# who has the most chi's



## toby'smom (Jun 11, 2006)

I was looking at the all the siggys and some of you have quite a few chis. I was just wondering who had the most on this site? I thought this would be interesting. I am jealous of you all that have more than one. I would love to have more but I just can't right now. I would love to have a whole house full!!!!


----------



## Rubyfox (Jul 11, 2005)

I have 6 chi's at the moment, lol...


----------



## Sam85 (Jan 5, 2006)

i have one


----------



## foxywench (Feb 7, 2005)

at this moment in time i live with 4 chis and a cocker spaniel, but one of those chis is a 16 week old male im trying to find a good home for for a frined of mine, and another is Rosie the 5month old and officially my parents, the cocker is also my parents. so officially i only have 2...


----------



## Pookypeds (Jun 20, 2006)

I have 2 males, Pooky and Pedro. I would love to have a girl chihuahua or two!!


----------



## Pauline Leland (Oct 9, 2006)

One little girl. Sometimes I think she should have a playmate; sometimes I think there would be jealousy issues. I expect she'll stay an only child unless another chi somehow falls in my lap.
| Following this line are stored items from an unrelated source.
PR #7, opened 2016-11-13
[WIP] support for Python 2

MatthieuDartiailh:
Add support for Python 2. Changes are pretty minimal (save for the stack computation). By the way the stack computation may be wrong, I should better compare the two implementations of the stack computation in byteplay. But I would like your opinion on this first.
All tests pass locally on Python 2.

### DIFF
--- a/bytecode/__init__.py
+++ b/bytecode/__init__.py
@@ -1,9 +1,12 @@
+from __future__ import print_function, absolute_import, unicode_literals
+
 __version__ = '0.5'
 
 __all__ = ['Label', 'Instr', 'SetLineno', 'Bytecode',
            'ConcreteInstr', 'ConcreteBytecode',
            'ControlFlowGraph']
 
+import sys
 from bytecode.instr import (UNSET, Label, SetLineno, Instr, CellVar, FreeVar,   # noqa
                             Compare)
 from bytecode.bytecode import BaseBytecode, _InstrList, Bytecode   # noqa
@@ -12,11 +15,11 @@ from bytecode.concrete import (ConcreteInstr, ConcreteBytecode,   # noqa
                                _ConvertBytecodeToConcrete)
 from bytecode.cfg import BasicBlock, ControlFlowGraph   # noqa
 
+IS_PY2 = sys.version_info < (3,)
 
-def dump_bytecode(bytecode, *, lineno=False):
+def dump_bytecode(bytecode, lineno=False):
 
-    def format_line(index, line):
-        nonlocal cur_lineno, prev_lineno
+    def format_line(index, line, cur_lineno, prev_lineno):
         if lineno:
             if cur_lineno != prev_lineno:
                 line = 'L.% 3s % 3s: %s' % (cur_lineno, index, line)
@@ -25,7 +28,7 @@ def dump_bytecode(bytecode, *, lineno=False):
                 line = '      % 3s: %s' % (index, line)
         else:
             line = line
-        return line
+        return line, cur_lineno, prev_lineno
 
     def format_instr(instr, labels=None):
         text = instr.name
@@ -60,7 +63,9 @@ def dump_bytecode(bytecode, *, lineno=False):
             if lineno:
                 fields.append(format_instr(instr))
                 line = ''.join(fields)
-                line = format_line(offset, line)
+                line, cur_lineno, prev_lineno = format_line(offset, line,
+                                                            cur_lineno,
+                                                            prev_lineno)
             else:
                 fields.append("% 3s    %s" % (offset, format_instr(instr)))
                 line = ''.join(fields)
@@ -83,7 +88,10 @@ def dump_bytecode(bytecode, *, lineno=False):
                 if instr.lineno is not None:
                     cur_lineno = instr.lineno
                 line = format_instr(instr, labels)
-                line = indent + format_line(index, line)
+                line, cur_lineno, prev_lineno = format_line(index, line,
+                                                            cur_lineno,
+                                                            prev_lineno)
+                line = indent + line
             print(line)
         print()
     elif isinstance(bytecode, ControlFlowGraph):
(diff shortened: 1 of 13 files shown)


haypo:
Can you please rewrite your pull request to remove the stack computation? Only keep changes related to Python 2. And try to write a single commit.

MatthieuDartiailh:
Will do.

MatthieuDartiailh:
This is not complete yet as some tests are still broken (but mostly because they were not written with Python 2 in mind).
The main change concern the imports, the use of super,  the declaration of object as base class, the impossibility to use kwonlyargs, change to types.CodeType and the addition of enum34 as a dependency for Python2.
Before going further with refactoring the tests, I would like to know if the other changes are acceptable to you.
I will keep the PR to a single commit as requested (but you could use the squash on merge feature of Github)

bytecode/__init__.py
```diff
@@ -1,22 +1,23 @@
...
 __all__ = ['Label', 'Instr', 'SetLineno', 'Bytecode',
            'ConcreteInstr', 'ConcreteBytecode',
            'ControlFlowGraph']
 
-from bytecode.instr import (UNSET, Label, SetLineno, Instr, CellVar, FreeVar,   # noqa
-                            Compare)
-from bytecode.bytecode import BaseBytecode, _InstrList, Bytecode   # noqa
-from bytecode.concrete import (ConcreteInstr, ConcreteBytecode,   # noqa
+from .instr import (UNSET, Label, SetLineno, Instr, CellVar, FreeVar,   # noqa
+                    Compare)
```
haypo: I dislike such change. Can you try with "from __future__ import absolute_import"?

bytecode/bytecode.py
```diff
@@ -1,9 +1,7 @@
-# alias to keep the 'bytecode' variable free
-import bytecode as _bytecode
```
haypo: Ditto: try "from __future__ import absolute_import", this change is ugly :-)

bytecode/concrete.py
```diff
@@ -283,22 +284,39 @@ def to_code(self):
...
-                              tuple(self.names),
-                              tuple(self.varnames),
-                              self.filename,
-                              self.name,
-                              self.first_lineno,
-                              lnotab,
-                              tuple(self.freevars),
-                              tuple(self.cellvars))
+        if sys.version_info >= (3,):
+            return types.CodeType(self.argcount,
```
haypo: I would suggest to use an "args" list to not have to duplicate ~15 lines of code, and then use CodeType(*args).

bytecode/tests/__init__.py
```diff
@@ -113,7 +113,7 @@ def dump_bytecode(code, lineno=False):
             print()
 
 
-def get_code(source, *, filename="<string>", function=False):
```
haypo: This is one good reason to not support Python 2: it forces to write crappy API :-)

bytecode/tests/test_cfg.py
```diff
@@ -59,19 +60,32 @@ def test_constructor(self):
         self.assertBlocksEqual(code, [])
 
     def test_attr(self):
-        source = """
+        is_py2 = sys.version_info < (3,)
```
haypo: You may use the six module to get six.PY2.

But at the same time, I would prefer to avoid depending on a third party module just for one constant...

setup.py
```diff
@@ -61,6 +62,7 @@ def main():
         'author_email': 'victor.stinner@gmail.com',
         'classifiers': CLASSIFIERS,
         'packages': ['bytecode', 'bytecode.tests'],
+        'install_requires': ['enum34'] if sys.version_info < (3, 4) else []
```
haypo: This is a pain if we want to provide wheel packages. Environment markers would be better, but they require setuptools>=18.5 and pip>=6, which is another pain (not sure about setuptools version).

MatthieuDartiailh:
I managed to revert all imports to their previous form (sorry for the inconvenience). Some tests are still broken. I will try to fix them over the week-end. 
In some cases I have trouble figuring out what is the issue as even dis fail to analyse the bytecode you feed the system. This is notably true for the extended args tests.

haypo:
I started a poll on Twitter for the pull request :-)
https://twitter.com/VictorStinner/status/798469107339431936

Most people are against adding Python 2 support.

MatthieuDartiailh:
It is up to you. Let me know what you decide. I will maintain my own fork if I have to even if it is not ideal for me.

haypo:
I reject your pull request.

After 3-4 days, my Twitter poll is explicit: no Python 2 support. 80% of voters are for Python 3 only:
https://twitter.com/VictorStinner/status/798469107339431936

Two developers suggested on Twitter that you might maintain your own fork. In the past, I maintained my fork of asyncio for Python 2: Trollius. It was very different to solve every single Mercurial (and then Git) conflict because all these tiny changes required by Python 2. My suggestion is to simply forget about Python 2 and move on to Python 3. If you have to support Python 2, use a different module like codetransformer or byteplay.

I don't need Python 2 support myself and I really like Python 3 features. I want to be able to use new Python 3 features and syntax in my project.

I dislike the patch for different reasons:

* setup.py uses conditional dependency. In my experiene, it is the source of many headaches. If something goes wrong, enum34 might be installed on Python 3 which is bad. Environment markers are not supported in old versions of setuptools/pip.
* I dislike having to write "from __future__ import ..." this thing comes from the past, not the future :-)
* It's annoying to have to reimplement stdlib features like redirect_stdout()
* Having to spread "if PY3: ... else ..." all around the code is annoying too
* bytecode is very close to CPython internals, to bytecode and code objects. Supporting more Python requirements require more "if" and run tests on more Python versions, so tests take longer.
* Python 2 doesn't support keyword-only parameters, so your patch drops the "*, " from "def disassemble(source, *, filename="<string>", function=False)" whereas it was deliberate to use keyword-only parameters here to avoid mistakes, to have a saner API
* It's also a pain to have to inherit from object.
* About replacing "self.const_stack.clear()" with "del self.const_stack[:]"... Come on, the Python 2 syntax is ugly :-(
* "super().__init__()" replaced with "super(ControlFlowGraph, self).__init__()": another super annoying Python 2 requirement when you are used to Python 3 ...
* Python 2 requires to change imports, I prefer the current code

MatthieuDartiailh:
Ok this makes sense. I wish I could just drop Python 2.

Issue #9, opened 2016-11-24
Provide a way to convert frame.f_lasti into an instruction


eric-wieser:
Here's the situation - you want to find the bytecode that was just executed in a frame, possibly in a trace func. Here are a pair of things you could want:

*   The current `ConcreteInstr` object corresponding to `f_lasti`:

    ```python
    def get_concrete_index(concrete_bc, code_index):
        at = 0
        concrete_index = 0
        for c in concrete_bc:
            at += c.size
            if at < code_index:
                concrete_index += 1
        return concrete_index
    ```

    Which can be used as:
    ```python
    concrete_bc = ConcreteBytecode.from_code(frame.code)
    ci = get_concrete_index(concrete_bc, frame.f_lasti)
    concrete_instr = concrete_bc[ci]
    ```

* the current `Instr` object corresponding to `ci` or `flasti`:

    ```python
    def promote_concrete_index(bc, concrete_index):
        index = None
        at = 0
        for i, b in enumerate(bc):
            if at == concrete_index:
                index = i
            if isinstance(b, bytecode.instr.BaseInstr):
                at += 1
        return index
    ```
    Used as
    ```
    bc = concrete_bc.to_bytecode()
    i = promote_concrete_index(bc, ci)
    instr = bc[concrete_bc]
    ```

What should these functions be named, and where do they best belong as members?

eric-wieser:
Context: writing [`withhacks.frame_utils.extract_code`](https://github.com/rfk/withhacks/blob/b715b7aefcce929cf2a31d5c557b81ecfdf3375c/withhacks/frameutils.py#L87-L128)

haypo:
Hi, bytecode provides two very different kind of instructions: abstract instructions (Instr) and concrete instructions (ConcreteInstr). Which one do you want?

Building a bytecode objects from the same code is trivial, as you showed: ConcreteBytecode.from_code(frame.code)

The problem is for abstract bytecode: an abstract instruction is strongly linked to an abstract bytecode object, for example jumps uses label objects stored in the bytecode object. frame.f_lasti is hard to compute from an abstract bytecode, because you have to assemble the abstract bytecode to concrete bytecode, resolve jumps, etc.

So maybe we should limit ourself to concrete bytecode. I suggest that you add a method to ConcreteBytecode to get an instruction by its offset: return None if the offset is not exactly the start of an instruction, raise an IndexError if the offset is negative or out of the code.

Why not returning directly the instruction in your promote_concrete_index() function?

[...]

PR #10, opened 2016-11-25
Add ConcreteBytecode.{instr_at_code_offset, index_at_code_offset}

eric-wieser:
As discussed in #9.

Suggestions welcome for better method names


eric-wieser:
Re: naming:
```

index_at_code_offset(offset)?
get_instr_index(offset)
index(value=None, code_offset=None), which overloads Sequence.index
```

eric-wieser:
Test failure is `setup.py:67:1: E305 expected 2 blank lines after class or function definition, found 1`, which seems to be a problem in `master`

haypo:
Hum, I expect new user requests in the future for new methods using byte offset rather than index in the list of instructions.

I suggest to experiment a different design: add a method to get a read-only view of a ConcreteBytecode object which only works with offset. Something like:

```
view = code.offset_view()  # concrete bytecode using Python 3.6 wordcode
second_instr = view[2]  # get the ConcreteInstr at offset 2
for instr in view[10:]: print(instr)  # get instructions since the offset 10
```

Your frame.f_lasti usecase becomes obvious with such view.

It's a view, so the view is modified if the code is modified.

eric-wieser:
That's a neat idea. How would `offset_view()` work with `SetLineno` though?

haypo:
Sorry, but I still don't understand your use case :-( And I think that it's important to understand it to design the "right" API.

Can you give an example of the final expected output? Do you want to display bytecode as text? Abstract or concrete bytecode?

eric-wieser:
I want to obtain abstract bytecode corresponding to the code executed between two `frame.f_lasti`s (if possible - obviously if there are jumps leaving this segment, then erroring is fine)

I wonder how you multi-dog people manage.


----------



## Nine (Mar 29, 2005)

I'm with Pauline on this one. I only have one chi at the moment, but have toyed with the idea of getting another. Sometimes I think Milo would love to have a playmate, other times I think he would hate to have to share my attention. We already have jealousy issues with Milo and our indoor kitty Claire! LOL! Milo will stand guard at the top of the stairs and not let Claire up if I am upstairs. Although, if I were to get another chi, it would likely be a rescue.


----------



## *Tara* (Jun 15, 2006)

just my 2  but gimmie unlimited funds and space and we could have a winner  lol!! but im sure we all feel the same way


----------



## rachel (Jun 16, 2006)

I just have 2 chis & a springer spaniel right now. If I had more space & money, I would definitely get more chis & another springer so Sammie doesn't have to resort to playing with chihuahuas all day! LOL My breeder has 2 lh chis right now that I would really love to bring home! But since I can't, I'm trying to get my mom & a friend to get them! LOL


----------



## Kioana (Mar 1, 2005)

i'm up to 4 chihuahua's and a yorkie


----------



## trixiesmom (Jan 31, 2006)

I envy all you people that have a house full of chi's. I have one and a sheltie, both the love of my life. I have been keeping my two grandaughters chi's also, so I have 3 chi's total here. I would love to have more.


----------



## Ms_P (Apr 25, 2004)

I have 3


----------



## Krista (Dec 29, 2005)

I know someone who has 8 chihuahuas  But they aren't on this site. Myself, I only have Yoshi. My special Yoshi :love5:


----------



## dlambertz (Nov 13, 2005)

Not me...we have just one of the little darlings  but I am going to go read the posts now so I can see the answer lol...


----------



## sullysmum (Mar 6, 2004)

The most i have had at one time is 4 the less ive had is one, at the moment i have 3.


----------



## juliegoller (Jul 5, 2006)

I have 3 Princess, Tinkerbell, and Scout. My husband has 3 dachshunds Max Tia and Hailey PLUS we have 5 dachshund puppies right now. I would love more chis but i can really only hold 3 at a time. I know this because my mom has 2 and when they come over i just can't do it. i don't even know how i ended up with 3 Princess was my daughters and she just started following me around when Meg was at school, she turned into my dog because she chose me. Then Scout came along because he was so cute we fell in love with him. Tinkerbell i found at a thriftsale and i just couldn't leave her there she had never been out of the cage I found her in. apperently her owner had died and the people didn't want her. but she is fine now. i just have to stay away from thrift sales!


----------



## Roxstar_Luna (May 4, 2006)

I have 2 Chi's and a pomeranian. Oh yeah... and 6 cats. lol


----------



## Kara (Dec 16, 2005)

I have 3 chis and a chocolate lab, but i would love to have a housefull of chis as well.


----------



## Pookypeds (Jun 20, 2006)

Those of you with lots of chi's....how do you convince your spouse or others that you need and want more chi's?! My husband says 2 are more than enough!!!


----------



## Kioana (Mar 1, 2005)

Pookypeds said:


> Those of you with lots of chi's....how do you convince your spouse or others that you need and want more chi's?! My husband says 2 are more than enough!!!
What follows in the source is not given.